| Task item |
If a line in the entries below holds the string "agree", copy it.
━━ Data section ━━
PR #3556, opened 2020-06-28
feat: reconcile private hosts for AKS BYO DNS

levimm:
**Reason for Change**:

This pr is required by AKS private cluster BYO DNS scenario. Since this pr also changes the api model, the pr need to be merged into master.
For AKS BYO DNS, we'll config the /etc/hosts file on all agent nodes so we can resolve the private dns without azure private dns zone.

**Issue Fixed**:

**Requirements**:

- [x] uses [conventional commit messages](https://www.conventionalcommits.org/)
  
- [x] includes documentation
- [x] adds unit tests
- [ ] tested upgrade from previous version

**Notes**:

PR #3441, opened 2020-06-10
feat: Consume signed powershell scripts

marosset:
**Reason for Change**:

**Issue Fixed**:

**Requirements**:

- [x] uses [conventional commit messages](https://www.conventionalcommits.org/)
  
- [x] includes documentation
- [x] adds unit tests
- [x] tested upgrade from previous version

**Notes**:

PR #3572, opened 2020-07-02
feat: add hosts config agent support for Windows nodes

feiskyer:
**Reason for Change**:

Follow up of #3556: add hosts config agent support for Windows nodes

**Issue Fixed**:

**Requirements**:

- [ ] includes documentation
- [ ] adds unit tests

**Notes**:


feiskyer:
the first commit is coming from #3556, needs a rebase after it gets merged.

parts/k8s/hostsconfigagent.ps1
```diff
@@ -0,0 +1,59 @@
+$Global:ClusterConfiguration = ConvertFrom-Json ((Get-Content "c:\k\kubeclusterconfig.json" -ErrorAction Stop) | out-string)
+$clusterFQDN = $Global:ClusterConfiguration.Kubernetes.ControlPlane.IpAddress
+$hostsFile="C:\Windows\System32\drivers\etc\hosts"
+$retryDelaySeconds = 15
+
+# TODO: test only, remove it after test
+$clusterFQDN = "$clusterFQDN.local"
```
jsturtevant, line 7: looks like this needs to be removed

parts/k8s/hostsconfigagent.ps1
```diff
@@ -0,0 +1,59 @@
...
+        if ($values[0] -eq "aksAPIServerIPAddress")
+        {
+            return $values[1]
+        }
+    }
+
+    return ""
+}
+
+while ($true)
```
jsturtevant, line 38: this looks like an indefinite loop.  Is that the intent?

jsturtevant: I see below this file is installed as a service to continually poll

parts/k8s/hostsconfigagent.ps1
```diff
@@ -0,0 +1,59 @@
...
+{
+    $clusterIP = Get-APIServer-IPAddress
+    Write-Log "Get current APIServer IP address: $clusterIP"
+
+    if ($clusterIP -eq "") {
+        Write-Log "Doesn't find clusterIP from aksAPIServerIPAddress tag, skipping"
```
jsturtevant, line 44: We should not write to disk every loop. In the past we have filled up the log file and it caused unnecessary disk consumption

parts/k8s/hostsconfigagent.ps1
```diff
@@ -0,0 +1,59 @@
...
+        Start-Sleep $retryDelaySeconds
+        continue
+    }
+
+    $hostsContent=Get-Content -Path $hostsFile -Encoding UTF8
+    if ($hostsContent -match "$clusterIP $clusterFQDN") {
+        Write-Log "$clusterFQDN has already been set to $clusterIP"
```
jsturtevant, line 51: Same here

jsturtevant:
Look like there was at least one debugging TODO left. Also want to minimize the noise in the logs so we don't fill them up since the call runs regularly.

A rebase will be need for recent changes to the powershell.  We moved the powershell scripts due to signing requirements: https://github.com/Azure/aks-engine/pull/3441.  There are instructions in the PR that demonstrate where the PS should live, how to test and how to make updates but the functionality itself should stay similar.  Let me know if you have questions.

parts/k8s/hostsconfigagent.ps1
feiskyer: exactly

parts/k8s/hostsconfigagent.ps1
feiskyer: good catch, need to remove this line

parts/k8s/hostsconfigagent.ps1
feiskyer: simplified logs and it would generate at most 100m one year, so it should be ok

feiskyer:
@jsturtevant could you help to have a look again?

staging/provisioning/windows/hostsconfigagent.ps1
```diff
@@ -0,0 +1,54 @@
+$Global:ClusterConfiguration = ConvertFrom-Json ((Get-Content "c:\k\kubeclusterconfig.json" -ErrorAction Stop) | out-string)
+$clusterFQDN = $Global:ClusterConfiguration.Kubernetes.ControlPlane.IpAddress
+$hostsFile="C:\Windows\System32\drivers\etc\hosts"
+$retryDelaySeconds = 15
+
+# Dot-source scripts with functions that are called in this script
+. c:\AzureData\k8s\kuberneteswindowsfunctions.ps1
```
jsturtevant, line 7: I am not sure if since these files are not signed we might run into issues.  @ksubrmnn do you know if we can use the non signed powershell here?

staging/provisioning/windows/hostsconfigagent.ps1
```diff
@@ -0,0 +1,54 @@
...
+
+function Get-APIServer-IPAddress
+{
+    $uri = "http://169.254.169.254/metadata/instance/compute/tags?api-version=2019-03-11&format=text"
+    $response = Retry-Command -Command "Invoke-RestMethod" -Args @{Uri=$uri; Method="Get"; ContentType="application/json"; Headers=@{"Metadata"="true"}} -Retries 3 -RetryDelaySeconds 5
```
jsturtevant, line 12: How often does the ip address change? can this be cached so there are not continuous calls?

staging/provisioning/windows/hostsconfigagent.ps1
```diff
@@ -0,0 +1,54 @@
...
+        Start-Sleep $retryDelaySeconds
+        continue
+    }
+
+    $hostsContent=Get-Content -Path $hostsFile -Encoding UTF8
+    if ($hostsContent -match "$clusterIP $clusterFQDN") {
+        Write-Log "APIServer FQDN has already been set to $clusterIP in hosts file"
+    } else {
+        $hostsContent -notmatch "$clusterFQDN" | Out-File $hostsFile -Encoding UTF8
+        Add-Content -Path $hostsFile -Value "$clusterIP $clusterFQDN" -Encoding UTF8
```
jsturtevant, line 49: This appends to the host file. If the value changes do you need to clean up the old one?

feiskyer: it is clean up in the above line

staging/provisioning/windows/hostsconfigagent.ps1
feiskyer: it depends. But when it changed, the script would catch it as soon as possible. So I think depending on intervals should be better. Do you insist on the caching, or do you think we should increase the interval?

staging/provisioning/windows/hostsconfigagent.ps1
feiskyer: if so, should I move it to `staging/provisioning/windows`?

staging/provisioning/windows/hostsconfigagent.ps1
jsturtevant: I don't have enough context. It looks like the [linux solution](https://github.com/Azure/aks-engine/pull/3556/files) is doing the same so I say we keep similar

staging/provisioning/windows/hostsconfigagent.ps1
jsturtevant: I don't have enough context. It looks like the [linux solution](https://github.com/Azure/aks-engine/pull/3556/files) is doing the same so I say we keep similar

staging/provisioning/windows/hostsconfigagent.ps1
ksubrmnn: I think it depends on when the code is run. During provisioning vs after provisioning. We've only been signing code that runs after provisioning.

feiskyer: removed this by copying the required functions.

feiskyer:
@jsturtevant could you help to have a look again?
━━━
━━ Data section ━━
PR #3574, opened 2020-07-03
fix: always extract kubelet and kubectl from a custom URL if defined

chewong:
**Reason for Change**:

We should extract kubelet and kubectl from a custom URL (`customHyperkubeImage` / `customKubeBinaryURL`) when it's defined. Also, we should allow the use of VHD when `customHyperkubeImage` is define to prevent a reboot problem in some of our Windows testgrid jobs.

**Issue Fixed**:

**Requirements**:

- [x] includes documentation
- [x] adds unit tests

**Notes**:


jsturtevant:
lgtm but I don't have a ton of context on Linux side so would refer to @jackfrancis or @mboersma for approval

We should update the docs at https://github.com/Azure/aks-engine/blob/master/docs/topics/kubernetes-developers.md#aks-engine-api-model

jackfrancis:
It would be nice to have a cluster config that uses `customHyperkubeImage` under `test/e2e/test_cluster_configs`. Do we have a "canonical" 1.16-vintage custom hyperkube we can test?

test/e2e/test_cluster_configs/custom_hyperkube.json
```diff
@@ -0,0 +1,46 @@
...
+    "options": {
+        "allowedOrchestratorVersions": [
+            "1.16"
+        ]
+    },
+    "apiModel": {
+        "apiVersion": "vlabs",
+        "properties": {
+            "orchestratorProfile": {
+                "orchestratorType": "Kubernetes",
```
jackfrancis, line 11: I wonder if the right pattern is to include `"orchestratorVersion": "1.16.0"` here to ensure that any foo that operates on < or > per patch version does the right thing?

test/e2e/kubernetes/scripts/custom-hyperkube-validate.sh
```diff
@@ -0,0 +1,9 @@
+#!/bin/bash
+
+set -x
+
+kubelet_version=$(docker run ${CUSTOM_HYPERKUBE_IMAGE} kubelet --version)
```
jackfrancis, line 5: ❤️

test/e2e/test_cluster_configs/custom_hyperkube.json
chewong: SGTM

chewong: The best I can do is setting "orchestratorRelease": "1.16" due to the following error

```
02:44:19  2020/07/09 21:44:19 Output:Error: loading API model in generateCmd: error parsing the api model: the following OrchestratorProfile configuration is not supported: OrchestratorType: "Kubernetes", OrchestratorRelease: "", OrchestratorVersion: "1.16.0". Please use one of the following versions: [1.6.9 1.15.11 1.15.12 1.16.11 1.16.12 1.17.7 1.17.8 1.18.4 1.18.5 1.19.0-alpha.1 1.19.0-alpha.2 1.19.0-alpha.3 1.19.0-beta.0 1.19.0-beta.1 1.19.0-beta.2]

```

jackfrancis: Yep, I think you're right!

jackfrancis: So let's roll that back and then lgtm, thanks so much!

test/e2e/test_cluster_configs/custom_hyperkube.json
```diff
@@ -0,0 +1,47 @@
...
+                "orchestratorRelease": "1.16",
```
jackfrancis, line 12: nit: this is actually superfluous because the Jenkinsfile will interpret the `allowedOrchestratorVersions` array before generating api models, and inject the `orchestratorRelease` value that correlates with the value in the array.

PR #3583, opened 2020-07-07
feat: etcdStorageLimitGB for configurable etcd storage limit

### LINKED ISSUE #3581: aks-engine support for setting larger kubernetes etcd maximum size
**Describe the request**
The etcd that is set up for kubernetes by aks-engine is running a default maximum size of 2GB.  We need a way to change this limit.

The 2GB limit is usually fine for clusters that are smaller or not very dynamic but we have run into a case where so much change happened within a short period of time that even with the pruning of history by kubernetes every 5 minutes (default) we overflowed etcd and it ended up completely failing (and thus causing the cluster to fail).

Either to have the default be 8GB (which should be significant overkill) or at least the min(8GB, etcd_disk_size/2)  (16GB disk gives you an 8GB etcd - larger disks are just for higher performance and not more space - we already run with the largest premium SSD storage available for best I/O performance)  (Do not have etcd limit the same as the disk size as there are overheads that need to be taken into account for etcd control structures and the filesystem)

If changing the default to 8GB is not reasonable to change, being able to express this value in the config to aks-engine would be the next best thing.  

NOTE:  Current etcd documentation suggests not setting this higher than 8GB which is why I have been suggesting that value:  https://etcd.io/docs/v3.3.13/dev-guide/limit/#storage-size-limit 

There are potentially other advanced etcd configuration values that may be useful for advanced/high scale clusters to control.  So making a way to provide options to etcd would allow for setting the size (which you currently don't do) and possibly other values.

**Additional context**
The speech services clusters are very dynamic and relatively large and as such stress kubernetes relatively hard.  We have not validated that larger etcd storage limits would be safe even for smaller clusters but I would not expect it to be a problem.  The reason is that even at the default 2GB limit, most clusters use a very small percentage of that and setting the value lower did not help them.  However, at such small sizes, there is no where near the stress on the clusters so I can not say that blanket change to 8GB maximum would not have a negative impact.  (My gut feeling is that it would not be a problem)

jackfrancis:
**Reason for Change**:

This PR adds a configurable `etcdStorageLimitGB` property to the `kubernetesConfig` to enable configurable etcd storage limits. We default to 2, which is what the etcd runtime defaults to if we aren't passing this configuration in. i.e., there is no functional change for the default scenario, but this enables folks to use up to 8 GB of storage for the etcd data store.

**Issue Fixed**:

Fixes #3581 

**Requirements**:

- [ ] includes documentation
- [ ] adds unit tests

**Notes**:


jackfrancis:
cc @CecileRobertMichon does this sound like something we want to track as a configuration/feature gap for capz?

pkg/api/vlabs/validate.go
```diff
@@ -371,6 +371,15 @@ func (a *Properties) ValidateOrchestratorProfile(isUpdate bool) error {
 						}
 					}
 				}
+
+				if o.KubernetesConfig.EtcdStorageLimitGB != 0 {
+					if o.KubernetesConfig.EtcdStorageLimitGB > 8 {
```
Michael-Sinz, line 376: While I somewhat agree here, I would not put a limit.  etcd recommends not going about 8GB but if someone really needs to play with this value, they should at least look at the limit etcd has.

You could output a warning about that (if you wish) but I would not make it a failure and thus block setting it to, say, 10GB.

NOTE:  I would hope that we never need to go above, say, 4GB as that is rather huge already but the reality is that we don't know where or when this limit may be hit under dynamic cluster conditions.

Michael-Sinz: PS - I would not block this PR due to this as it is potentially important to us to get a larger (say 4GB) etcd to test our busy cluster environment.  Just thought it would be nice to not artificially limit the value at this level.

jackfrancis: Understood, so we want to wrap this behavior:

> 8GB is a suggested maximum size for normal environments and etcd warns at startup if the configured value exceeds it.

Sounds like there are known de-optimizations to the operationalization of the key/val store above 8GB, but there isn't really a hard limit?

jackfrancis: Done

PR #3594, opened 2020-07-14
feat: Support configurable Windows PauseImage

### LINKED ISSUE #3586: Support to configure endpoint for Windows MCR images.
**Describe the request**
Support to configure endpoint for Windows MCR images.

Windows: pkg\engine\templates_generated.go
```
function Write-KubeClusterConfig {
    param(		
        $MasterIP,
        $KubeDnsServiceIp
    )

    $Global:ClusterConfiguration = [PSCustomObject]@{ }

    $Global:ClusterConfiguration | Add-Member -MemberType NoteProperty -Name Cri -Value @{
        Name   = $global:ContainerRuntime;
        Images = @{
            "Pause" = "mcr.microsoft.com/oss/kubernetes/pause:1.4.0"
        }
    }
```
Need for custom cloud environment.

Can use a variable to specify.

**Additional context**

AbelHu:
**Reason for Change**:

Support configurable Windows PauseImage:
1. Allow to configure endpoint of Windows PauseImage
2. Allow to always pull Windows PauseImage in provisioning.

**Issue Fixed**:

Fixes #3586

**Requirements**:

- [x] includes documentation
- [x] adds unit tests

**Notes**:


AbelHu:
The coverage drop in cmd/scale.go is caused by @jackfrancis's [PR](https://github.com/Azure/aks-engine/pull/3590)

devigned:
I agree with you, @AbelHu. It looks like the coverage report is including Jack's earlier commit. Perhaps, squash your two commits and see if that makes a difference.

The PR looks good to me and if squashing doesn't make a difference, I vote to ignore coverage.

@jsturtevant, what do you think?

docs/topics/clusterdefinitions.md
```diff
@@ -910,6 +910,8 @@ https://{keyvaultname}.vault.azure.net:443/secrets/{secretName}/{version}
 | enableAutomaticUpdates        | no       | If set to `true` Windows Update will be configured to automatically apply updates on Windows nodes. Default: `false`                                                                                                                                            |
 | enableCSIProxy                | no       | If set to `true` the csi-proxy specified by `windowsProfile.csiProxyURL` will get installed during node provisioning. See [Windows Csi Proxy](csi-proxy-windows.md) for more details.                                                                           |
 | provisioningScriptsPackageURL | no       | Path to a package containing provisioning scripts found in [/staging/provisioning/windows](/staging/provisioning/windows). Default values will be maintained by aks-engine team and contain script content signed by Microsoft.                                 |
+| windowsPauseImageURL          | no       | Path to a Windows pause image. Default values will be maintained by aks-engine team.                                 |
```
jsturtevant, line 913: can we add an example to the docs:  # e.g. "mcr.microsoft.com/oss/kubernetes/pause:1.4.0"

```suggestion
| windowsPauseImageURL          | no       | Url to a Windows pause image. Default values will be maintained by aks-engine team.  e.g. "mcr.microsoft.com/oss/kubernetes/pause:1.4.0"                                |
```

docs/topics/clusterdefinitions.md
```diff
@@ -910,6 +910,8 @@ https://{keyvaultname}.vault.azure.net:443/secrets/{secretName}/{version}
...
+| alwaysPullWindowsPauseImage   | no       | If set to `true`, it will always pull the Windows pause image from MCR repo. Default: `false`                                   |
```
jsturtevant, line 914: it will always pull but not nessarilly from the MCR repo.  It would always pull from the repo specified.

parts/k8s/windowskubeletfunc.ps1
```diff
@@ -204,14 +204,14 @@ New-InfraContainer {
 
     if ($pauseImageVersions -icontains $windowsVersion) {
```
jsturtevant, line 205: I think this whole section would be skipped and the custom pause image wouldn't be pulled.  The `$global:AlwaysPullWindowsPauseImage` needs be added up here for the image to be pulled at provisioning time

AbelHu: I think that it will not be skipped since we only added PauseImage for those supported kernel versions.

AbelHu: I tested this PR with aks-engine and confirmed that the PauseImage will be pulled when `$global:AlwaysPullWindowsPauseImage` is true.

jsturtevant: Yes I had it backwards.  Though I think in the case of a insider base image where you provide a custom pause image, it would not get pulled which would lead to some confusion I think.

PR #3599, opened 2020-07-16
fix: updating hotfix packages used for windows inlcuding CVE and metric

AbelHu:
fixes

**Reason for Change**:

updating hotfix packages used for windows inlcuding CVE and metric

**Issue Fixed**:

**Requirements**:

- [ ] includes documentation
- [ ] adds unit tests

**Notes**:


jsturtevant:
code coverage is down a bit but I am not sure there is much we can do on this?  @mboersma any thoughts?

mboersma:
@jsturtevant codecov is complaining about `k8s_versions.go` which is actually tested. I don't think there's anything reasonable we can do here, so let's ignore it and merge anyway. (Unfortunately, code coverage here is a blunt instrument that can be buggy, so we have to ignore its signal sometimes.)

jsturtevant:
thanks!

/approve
━━━
| Written solution |
Michael-Sinz, line 376: While I somewhat agree here, I would not put a limit.  etcd recommends not going about 8GB but if someone really needs to play with this value, they should at least look at the limit etcd has.
I agree with you, @AbelHu. It looks like the coverage report is including Jack's earlier commit. Perhaps, squash your two commits and see if that makes a difference.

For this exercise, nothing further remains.